TASK STATEMENT
Pull out every line below that holds the word "textA".

TASK DATA
────────

PR #184, opened 2024-03-26
SFB-248: radio button concept scheme selector with order by property in form:options

JonasVanHoof:
## Issue
 [SFB-248](https://binnenland.atlassian.net/browse/SFB-248)

## Description

When the `form:options` have `orderBy` property defined sort the concepts by that order instead of `byLabel` (the default). 

## Testing

Go to the basic fields tab and look at the radio buttons with orderBy those are sorted by the orderBy predicate.

## Note

What bothers me is that we assume that `orderBy` is a number. @Rahien  should we do it now like this so we can have a look at a order predicate for sorting these in the future?

### DIFF
--- a/addon/components/rdf-input-fields/concept-scheme-multi-select-checkboxes.js
+++ b/addon/components/rdf-input-fields/concept-scheme-multi-select-checkboxes.js
@@ -47,50 +47,66 @@ export default class RDFInputFieldsConceptSchemeMultiSelectCheckboxesComponent e
   }
 
   loadOptions() {
-    const store = this.args.formStore;
-    const { sourceGraph, metaGraph } = this.args.graphs;
     const path = this.args.field.rdflibPath;
-    const options = this.args.field.options;
+    const fieldOptions = this.args.field.options;
+    let orderBy = null;
 
     if (!hasValidFieldOptions(this.args.field, ['conceptScheme'])) {
       return;
     }
 
-    const scheme = new namedNode(options.conceptScheme);
+    if (hasValidFieldOptions(this.args.field, ['orderBy'])) {
+      orderBy = new namedNode(fieldOptions.orderBy);
+    }
 
-    let orderBy;
-    if (options.orderBy) orderBy = new namedNode(options.orderBy);
-
-    this.options = store
-      .match(undefined, SKOS('inScheme'), scheme, metaGraph)
+    const conceptScheme = new namedNode(fieldOptions.conceptScheme);
+    this.options = this.store
+      .match(undefined, SKOS('inScheme'), conceptScheme, this.graphs.metaGraph)
       .map((t) => {
         const subject = t.subject;
-        const label = store.any(
+        const label = this.store.any(
           subject,
           SKOS('prefLabel'),
           undefined,
-          metaGraph
+          this.graphs.metaGraph
         ).value;
-        const provided = !!store.any(
+        const provided = !!this.store.any(
           this.storeOptions.sourceNode,
           path,
           subject,
-          sourceGraph
+          this.graphs.sourceGraph
         );
-
-        let order = 0;
-        if (orderBy)
-          order = parseInt(
-            store.any(subject, orderBy, undefined, metaGraph).value
-          );
 
         return {
           subject,
           label,
           provided,
-          order,
+          order: this.getOrderForOption(orderBy, t.subject),
         };
       });
-    this.options.sort((a, b) => a.order - b.order);
+
+    this.options.sort((a, b) =>
+      a.order.localeCompare(b.order, undefined, { numeric: true })
+    );
+  }
+
+  getOrderForOption(orderBy, tripleSubject) {
+    const orderStatement = this.store.any(
+      tripleSubject,
+      orderBy,
+      undefined,
+      this.graphs.metaGraph
+    );
+
+    // must be string because above we are using string.localCompare
+    return `${orderStatement?.value ?? ''}`;
+  }
+
+  get store() {
+    return this.args.formStore;
+  }
+
+  get graphs() {
+    return this.args.graphs;
   }
 }
--- a/addon/components/rdf-input-fields/concept-scheme-radio-buttons.js
+++ b/addon/components/rdf-input-fields/concept-scheme-radio-buttons.js
@@ -64,6 +64,7 @@ export default class RdfInputFieldsConceptSchemeRadioButtonsComponent extends Si
     );
 
     if (orderStatement) {
+      // This is also passing NaN if the value is a string
       return parseInt(orderStatement.value);
     }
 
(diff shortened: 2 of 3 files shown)


addon/components/rdf-input-fields/concept-scheme-radio-buttons.js
```diff
@@ -14,40 +14,74 @@ export default class RdfInputFieldsConceptSchemeRadioButtonsComponent extends Si
...
+  getOrderForOption(orderBy, tripleSubject) {
+    const orderStatement = this.args.formStore.any(
+      tripleSubject,
+      orderBy,
+      undefined,
+      this.metaGraph
+    );
+
+    if (orderStatement) {
+      // This is also passing NaN if the value is a string
```
Rahien, line 67: could we simply check if this is NaN and fall back to the string form if it is?

addon/components/rdf-input-fields/concept-scheme-radio-buttons.js
```diff
@@ -14,40 +14,74 @@ export default class RdfInputFieldsConceptSchemeRadioButtonsComponent extends Si
...
+      return parseInt(orderStatement.value);
```
Rahien, line 68: i would not do this and use the change in byOrder below, wdyt?

addon/components/rdf-input-fields/concept-scheme-radio-buttons.js
```diff
@@ -14,40 +14,74 @@ export default class RdfInputFieldsConceptSchemeRadioButtonsComponent extends Si
...
 }
 
 function byLabel(a, b) {
   const textA = a.label.toUpperCase();
   const textB = b.label.toUpperCase();
   return textA < textB ? -1 : textA > textB ? 1 : 0;
 }
+
+function byOrder(a, b) {
+  return a.order - b.order;
```
Rahien, line 86: I would do
```suggestion
  return a.order.localeCompare(b.order, undefind, {numeric: true});
```
with checking on a.order being undefined/null
That way, we don't care what the value of the property is and we support sorting by some label too if we want

Rahien (changes requested):

addon/components/rdf-input-fields/concept-scheme-radio-buttons.js
JonasVanHoof: This is also a relieve if people pass a predicate that for example is the sh:name that the ordering will not break anything 🚀

addon/components/rdf-input-fields/concept-scheme-radio-buttons.js
JonasVanHoof: Used this suggestion

tests/dummy/public/test-forms/basic-fields/form.ttl
```diff
@@ -119,6 +119,19 @@ ext:radioButtonsField a form:Field ;
...
+ext:radioButtonsWithOrderByField a form:Field ;
+    sh:name "Radio buttons with orderBy" ;
+    sh:order 211 ;
+    sh:path ext:radioButtonsValue ;
+    form:options """{"conceptScheme":"http://example-concept-schemes/concept-schemes/foo-bar-baz", "orderBy": "http://purl.org/linked-data/cube#order"}""" ;
+    form:displayType displayTypes:conceptSchemeRadioButtons ;
+    sh:group ext:mainPg .
+
+ext:mainFg form:hasField ext:radioButtonsWithOrderByField .
+
```
JonasVanHoof, line 134: @Rahien  should I leave this in?

addon/components/rdf-input-fields/concept-scheme-radio-buttons.js
```diff
@@ -14,40 +14,73 @@ export default class RdfInputFieldsConceptSchemeRadioButtonsComponent extends Si
...
+  getOrderForOption(orderBy, tripleSubject) {
+    const orderStatement = this.args.formStore.any(
+      tripleSubject,
+      orderBy,
+      undefined,
+      this.metaGraph
+    );
+
+    if (orderStatement) {
+      return orderStatement.value;
```
Rahien, line 67: would play it safe and wrap in a string else the localeCompare won't work if it's a number

tests/dummy/public/test-forms/basic-fields/form.ttl
Rahien: I would. It's nice to be able to find an example of things in this dummy app (helped me out quite a few times now)

Rahien (changes requested):

addon/components/rdf-input-fields/concept-scheme-multi-select-checkboxes.js
```diff
@@ -47,50 +47,66 @@ export default class RDFInputFieldsConceptSchemeMultiSelectCheckboxesComponent e
...
-          order,
+          order: this.getOrderForOption(orderBy, t.subject),
         };
       });
-    this.options.sort((a, b) => a.order - b.order);
+
+    this.options.sort((a, b) =>
+      a.order.localeCompare(b.order, undefined, { numeric: true })
+    );
+  }
```
JonasVanHoof, line 91: adding the sort directly here as there is only one sorting

addon/components/rdf-input-fields/concept-scheme-multi-select-checkboxes.js
```diff
@@ -47,50 +47,66 @@ export default class RDFInputFieldsConceptSchemeMultiSelectCheckboxesComponent e
   }
 
   loadOptions() {
-    const store = this.args.formStore;
-    const { sourceGraph, metaGraph } = this.args.graphs;
     const path = this.args.field.rdflibPath;
```
JonasVanHoof, line 50: apparently this is not working when we use the getter method of the field model `.path`.

Will not look into this now

addon/components/rdf-input-fields/concept-scheme-radio-buttons.js
```diff
@@ -14,40 +14,74 @@ export default class RdfInputFieldsConceptSchemeRadioButtonsComponent extends Si
...
+
+  getOrderForOption(orderBy, tripleSubject) {
+    const orderStatement = this.store.any(
+      tripleSubject,
+      orderBy,
+      undefined,
+      this.metaGraph
+    );
+
+    // This MUST be a string so our byOrder sorting function returns the correct result
```
JonasVanHoof, line 66: Added the comment :)

addon/components/rdf-input-fields/concept-scheme-radio-buttons.js
```diff
@@ -14,40 +14,74 @@ export default class RdfInputFieldsConceptSchemeRadioButtonsComponent extends Si
...
+    return `${orderStatement?.value ?? ''}`;
+  }
+
+  get metaGraph() {
+    return this.args.graphs.metaGraph;
+  }
+
+  get store() {
+    return this.args.formStore;
+  }
```
JonasVanHoof, line 76: As the store is used in the load options method but also in another add a getter for it

JonasVanHoof (commented):
@Rahien  updated the checkboxes component and for the radio buttons added the comment + new getter for the store

Rahien (approved):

────────

YOUR SOLUTION
   const textA = a.label.toUpperCase();
   return textA < textB ? -1 : textA > textB ? 1 : 0;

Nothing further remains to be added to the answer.